#### [Records from a collection]
PR #3992, opened 2026-06-08
refactor(be,fe): explicit DoH fallback for email recovery; de-duplicate wizards

sea-snake:
Follow-up cleanup to #3989, which fixed email recovery hanging for Outlook-style addresses but left two rough edges this PR addresses. No user-facing behaviour change.

The first: the backend signalled "resolve this DKIM leaf over DoH instead of DNSSEC" by having the frontend submit an *empty* `hops` vector to `email_recovery_submit_dkim_leaf` — an overloaded signal on a field that otherwise carries a real resolution chain. The second: the two email-recovery wizards carried ~250 lines of near-identical polling logic copy-pasted between them, plus two copies of the error-mapping helpers that differed only in dead branches and two genuinely-distinct address-error strings.

## Changes

Backend:
- Add a dedicated `email_recovery_submit_dkim_leaf_via_doh(nonce)` method for the DoH fallback. It carries no leaf data; the canister resolves the DKIM key over its own allowlist-gated DoH path.
- `email_recovery_submit_dkim_leaf` requires >=1 hop again — the empty-vec overload is gone. Both methods share a `finalize` tail.

Frontend:
- Extract the shared polling state machine into `wizards/emailRecovery/shared/poll.ts`, and move the shared views + diagnostics into `wizards/emailRecovery/shared/` so neither wizard reaches into the other's folder.
- Collapse the duplicated error mapping into one exhaustive `friendlyFailedReason` whose parameter type excludes the domain-routed variants, so the previously-dead `DomainNotAllowlisted`/`DomainNotSupported` branches can no longer be written, and a trailing `satisfies never` turns a new `EmailRecoveryError` variant into a compile error until it's given copy.
- Wire `submitDkimLeafViaDoh` through both wizards; the empty-`hops` literal is replaced by an explicit call.

## Tests
- Migrated the email-recovery integration tests to the new method; full suite passes (22/22) against PocketIC 9.0.3.
- `cargo clippy` (`internet_identity` + `canister_tests`, `--tests -D warnings`) clean; candid interface-compatibility test passes; `tsc` + `svelte-check` report 0 errors.

---

Rebased on #3990 ("instrument DoH failure cause for the recovery funnel"), which landed after this branch was cut and touched the same wizard. Its `doh_reason` funnel instrumentation is preserved in the shared poll module via a shared `dohSubReason` helper — so it now applies to both the setup and recovery `*-failed` events (#3990 instrumented setup only). All of #3990's other changes (backend `map_doh_error` tokens + test, funnel doc) are unaffected.

---

**Error handling now acts on the contract, not backend internals.** A canister `Err` caught from the leaf submit is the terminal verdict, so it's routed straight to the failed/unsupported view from the typed value (a new `CanisterError.raw` accessor) instead of being discarded in the hope a later `status` poll re-derives the same reason from canister state. And the polling `status` call is now guarded — a transient query failure is retried (bounded) rather than throwing out of the loop and stranding the user on the waiting screen with no Expired backstop. (Addresses review feedback that the FE shouldn't depend on backend implementation, and closes a latent silent-stall from #3989.)


src/internet_identity/src/email_recovery/submit_leaf.rs
```diff
@@ -62,45 +81,64 @@ pub async fn submit_dkim_leaf(
...
-    // material; this is allowlist-gated, so a domain the operator hasn't
-    // enabled comes back as `DomainNotAllowlisted` rather than hanging the
-    // pending entry until it expires.
-    let verification = if hops.is_empty() {
-        run_doh_fallback(&snapshot).await
-    } else {
-        run_submit(&hops, &extra_chains, &snapshot, now_secs)
-    };
+    let verification = run_submit(&hops, &extra_chains, &snapshot, now_secs);
+    finalize(&nonce, &snapshot, verification, now_secs).await
```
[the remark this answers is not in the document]
sea-snake: Intentional — removing the empty-`hops` overload is the goal of this PR. II ships the frontend and canister in lockstep (the FE is served by the canister), and the empty-`hops` signal was an internal FE↔BE protocol detail introduced in #3989, not a documented public contract. The only caller is II's own frontend, updated in this PR to call `email_recovery_submit_dkim_leaf_via_doh`, so there are no external clients pinned to the old behaviour.

src/internet_identity/src/email_recovery/submit_leaf.rs
```diff
@@ -233,6 +271,15 @@ fn run_submit(
...
     now_secs: u64,
 ) -> Result<(), EmailRecoveryError> {
+    // A genuine DNSSEC submission always carries at least the final
+    // TXT hop. An empty `hops` set is malformed input on this path —
+    // the FE that can't walk DNSSEC must call
+    // `submit_dkim_leaf_via_doh` instead. Reject it explicitly rather
+    // than relying on the hop walk below to fail.
+    if hops.is_empty() {
+        return Err(EmailRecoveryError::DkimLeafMismatch);
+    }
```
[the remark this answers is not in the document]
sea-snake: This is a defensive branch that the real client can't reach: after this PR the frontend never submits empty `hops` to this method (it calls `email_recovery_submit_dkim_leaf_via_doh`), and `run_submit` → `verify_hops_with_clock` would itself return `DkimLeafMismatch` for an empty hop set. The explicit guard is just a clearer short-circuit, so keeping the same variant avoids a candid change (new error variant + FE exhaustiveness + regen) for an unreachable path. Worth revisiting if this method is ever exposed beyond II's own frontend.

src/internet_identity/internet_identity.did
```diff
@@ -1530,6 +1523,12 @@ service : (opt InternetIdentityInit) -> {
     email_recovery_status : (text) -> (EmailRecoveryStatus) query;
     email_recovery_diagnostics : (text) -> (opt EmailRecoveryDiagnostics) query;
     email_recovery_submit_dkim_leaf : (EmailRecoverySubmitDkimLeafArg) -> (variant { Ok : EmailRecoveryStatus; Err : EmailRecoveryError });
+    // DoH-fallback sibling of email_recovery_submit_dkim_leaf, called
+    // with just the nonce when the FE can't walk a fully-signed DNSSEC
+    // resolution for the leaf (the DKIM record CNAMEs into an unsigned
+    // zone). The canister resolves the DKIM key over its own
+    // allowlist-gated DoH path.
+    email_recovery_submit_dkim_leaf_via_doh : (text) -> (variant { Ok : EmailRecoveryStatus; Err : EmailRecoveryError });
```
aterga:
```suggestion
    email_recovery_submit_dkim_leaf_via_doh : (record { nonce : opt text }) -> (variant { Ok : EmailRecoveryStatus; Err : EmailRecoveryError });
```

src/frontend/src/lib/components/wizards/emailRecovery/shared/errors.ts
```diff
@@ -0,0 +1,114 @@
...
+ * `*-failed` funnel event so the funnel is segmentable.
+ */
+export const dohSubReason = (
+  status: EmailRecoveryStatus,
+): string | undefined => {
+  if (!("Failed" in status)) return undefined;
+  const reason = status.Failed;
+  if (!("DohFetchFailed" in reason)) return undefined;
+  const token = reason.DohFetchFailed.split(":")[0]?.trim();
+  return token !== undefined && /^[a-z0-9_]+$/.test(token) ? token : undefined;
```
aterga: Why on Earth do we need a regex to parse errors from our own canister?

src/internet_identity/src/email_recovery/submit_leaf.rs
aterga, line 87: Finalize wasn't called at the end of this function before, why did we add it here now?

Without that, `submit_dkim_leaf` could be made synchronous.

src/internet_identity/src/email_recovery/submit_leaf.rs
```diff
@@ -62,45 +81,64 @@ pub async fn submit_dkim_leaf(
...
+/// same post-call polling status as `submit_dkim_leaf`.
+pub async fn submit_dkim_leaf_via_doh(
+    nonce: String,
+    now_secs: u64,
+) -> Result<EmailRecoveryStatus, EmailRecoveryError> {
+    let snapshot = pending::with_mut(&nonce, now_secs, |c| Snapshot::take(c))
+        .ok_or(EmailRecoveryError::NonceUnknown)??;
 
+    let verification = run_doh_fallback(&snapshot).await;
+    finalize(&nonce, &snapshot, verification, now_secs).await
```
aterga, line 109: What would happen if `snapshot` expires between lines 103 and 107? 

(This could happen since control is yielded before and after each `.await` statement)

src/internet_identity/src/email_recovery/submit_leaf.rs
aterga: NCR since it wasn't introduced in this PR, but for the future, this should have been 


```suggestion
    extra_chains: &[DelegationChain],
```

ditto elsewhere.

src/internet_identity/src/email_recovery/submit_leaf.rs
```diff
@@ -233,6 +271,15 @@ fn run_submit(
     snapshot: &Snapshot,
     now_secs: u64,
 ) -> Result<(), EmailRecoveryError> {
+    // A genuine DNSSEC submission always carries at least the final
+    // TXT hop. An empty `hops` set is malformed input on this path —
+    // the FE that can't walk DNSSEC must call
+    // `submit_dkim_leaf_via_doh` instead. Reject it explicitly rather
+    // than relying on the hop walk below to fail.
+    if hops.is_empty() {
+        return Err(EmailRecoveryError::DkimLeafMismatch);
```
aterga: The error name does not trivially map to "zero hops" - is this the right error case?

aterga (changes requested):

src/internet_identity/internet_identity.did
sea-snake: Wrapped in a record as suggested, but with `nonce : text` (required) rather than `opt text`: the nonce is the lookup key, so `None` has no valid meaning and would only add a dead error path. Matches the sibling `EmailRecoverySubmitDkimLeafArg`, whose `nonce` is also a required `text`.

src/frontend/src/lib/components/wizards/emailRecovery/shared/errors.ts
sea-snake: Agreed — removed. The regex came from #3990 (it lived in the setup wizard); this PR had only relocated it to the shared module. `DohFetchFailed` now carries a typed `DohFailureReason` variant (AllProvidersFailed / DedupWaitTimeout / QuorumFailed / ResponseMalformed), and the FE reads it via an exhaustive `satisfies never` switch — no string parsing, and a new backend cause becomes an FE compile error until it's handled.

src/internet_identity/src/email_recovery/submit_leaf.rs
sea-snake: It can't be made synchronous: `finalize` is async because the recovery path awaits `stamp_recovery_delegation` (which awaits `ensure_salt_set`). That await isn't new — on main the same call was inline in `submit_dkim_leaf`; extracting `finalize` just moved it. Only the setup (Register) path is synchronous, but the method serves both kinds through one entry point, so it must stay async.

src/internet_identity/src/email_recovery/submit_leaf.rs
sea-snake: Good catch — fixed. `finalize` now re-grabs a fresh `ic_cdk::api::time()` after the verification await and re-validates the entry is still present, unexpired, and in `NeedDkimLeaf` before binding/stamping; otherwise it returns `NonceExpired`. So an entry that expired (or was evicted by a concurrent poll) during the DoH outcall is no longer finalized against the stale pre-await timestamp. Residual: a small TOCTOU window remains across `stamp_recovery_delegation`'s own internal await (normally a no-op after the first delegation); fully closing it would need an in-progress status flip.

src/internet_identity/src/email_recovery/submit_leaf.rs
sea-snake: Agreed — there was no existing variant that cleanly means "zero hops". Added a dedicated `EmptyDkimLeafHops` so the malformed-request case is unambiguous, distinct from `DkimLeafMismatch` (which now only means a non-empty chain failed to validate).

src/internet_identity/src/email_recovery/submit_leaf.rs
sea-snake: Done — imported `SignedRRset` / `DelegationChain` / `AnchorNumber` so the signatures read `&[DelegationChain]` etc. instead of the fully-qualified paths.

src/internet_identity/internet_identity.did
aterga: Okay - I suppose we don't care about API evolution in this case.

src/internet_identity/src/email_recovery/submit_leaf.rs
aterga: Oh I see - we factored out some async code into `finalize`. 

The claim `on main the same call was inline in submit_dkim_leaf` isn't exactly right, though.

aterga (approved):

#### [What the exercise asks]
Work out how many lines of the records contain the word "wasn", and give only that number.

#### [Result]
2